BRIEF: Search the entries below for "const", and copy each line where it appears.
Top of PROVIDED RECORDS
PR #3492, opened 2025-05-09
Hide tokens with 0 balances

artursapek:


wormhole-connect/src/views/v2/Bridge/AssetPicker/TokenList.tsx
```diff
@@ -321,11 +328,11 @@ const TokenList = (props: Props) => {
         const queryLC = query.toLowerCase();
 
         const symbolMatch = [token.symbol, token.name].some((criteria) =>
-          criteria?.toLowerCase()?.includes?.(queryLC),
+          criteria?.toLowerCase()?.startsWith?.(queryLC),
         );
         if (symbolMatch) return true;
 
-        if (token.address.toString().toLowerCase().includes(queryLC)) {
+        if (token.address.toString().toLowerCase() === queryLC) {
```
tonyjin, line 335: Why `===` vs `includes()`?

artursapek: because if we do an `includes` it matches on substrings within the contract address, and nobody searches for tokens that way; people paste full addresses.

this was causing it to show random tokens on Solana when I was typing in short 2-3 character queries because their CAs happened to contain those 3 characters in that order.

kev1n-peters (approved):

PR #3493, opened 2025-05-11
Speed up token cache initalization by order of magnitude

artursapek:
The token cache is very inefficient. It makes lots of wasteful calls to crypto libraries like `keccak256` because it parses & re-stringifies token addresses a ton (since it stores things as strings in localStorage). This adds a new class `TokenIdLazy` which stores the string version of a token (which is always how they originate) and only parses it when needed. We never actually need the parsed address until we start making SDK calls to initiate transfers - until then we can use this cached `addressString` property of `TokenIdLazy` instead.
Bottom of PROVIDED RECORDS
WRITTEN ANSWER:
@@ -321,11 +328,11 @@ const TokenList = (props: Props) => {
         const queryLC = query.toLowerCase();
         const symbolMatch = [token.symbol, token.name].some((criteria) =>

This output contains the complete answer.